_Task_.
Determine the count of lines in the data below that include the word "opened", and give nothing besides it.

···

PR #761, opened 2026-06-11
[staging] Metal regression tests verifying issue 6002 fixes on main

danielhanchen:
Staging validation only, not for merge. Adds the four Metal regression tests covering both unslothai/unsloth#6002 crashes (attention kwargs TypeError, gated-delta and fused MRoPE VJP) plus the mlx-ci step to run them, on top of current main. Will be closed once the macOS run confirms; the workflow_dispatch route kept getting cancelled in queue.


danielhanchen:
Staging validation superseded: the identical Metal test suite already ran fully green against the merged code in https://github.com/unslothai/unsloth-zoo/actions/runs/27288537041, and unslothai/unsloth#6002 is closed on that evidence. Queued runs on this branch kept getting cancelled, so no point keeping it open.

PR #764, opened 2026-06-11
fix: decode llama.cpp subprocess output as UTF-8 on Windows

dylanschroers:
Part of unslothai/unsloth#2660

## Problem

`unsloth_zoo/llama_cpp.py` clones, cmake-builds, quantizes and converts llama.cpp through text-mode subprocess calls (`text=True` / `universal_newlines=True`) that never set an `encoding`. On Windows the output is decoded as cp1252 (the locale default) instead of UTF-8. The build/convert pipeline prints non-ASCII along the way (localized cmake and compiler messages on non-English Windows, progress and box-drawing glyphs, model/tensor names, file paths), so when a byte cp1252 can't map shows up (0x9d is the usual one, it sits inside the UTF-8 encoding of common punctuation) the read raises `UnicodeDecodeError` and the build or convert aborts, often after a long compile. Valid-but-wrong bytes corrupt the captured text silently instead.

Reproduced on Windows (cp1252, `PYTHONUTF8` unset) using the `try_execute()` pattern:

```
UnicodeDecodeError: 'charmap' codec can't decode byte 0x9d in position 24: character maps to <undefined>
```

This is the shared-engine half of the bug, the one both unsloth and Studio call under the hood. The `unsloth` save.py half is unslothai/unsloth#6218.

## Fix

- `unsloth_zoo/llama_cpp.py`
  - add `encoding="utf-8", errors="replace"` to all 12 text-mode subprocess calls, matching each call's existing spacing. Covers `try_execute` (streams the build/convert output), `_convert_to_gguf`, the cmake configure/build steps, and the winget/gcc/which/dpkg/rpm/pacman probes. `errors="replace"` means a stray byte can neither crash a build nor silently mangle the output.
- `tests/test_llama_cpp_subprocess_utf8_encoding.py` (new)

···

_Output_.
2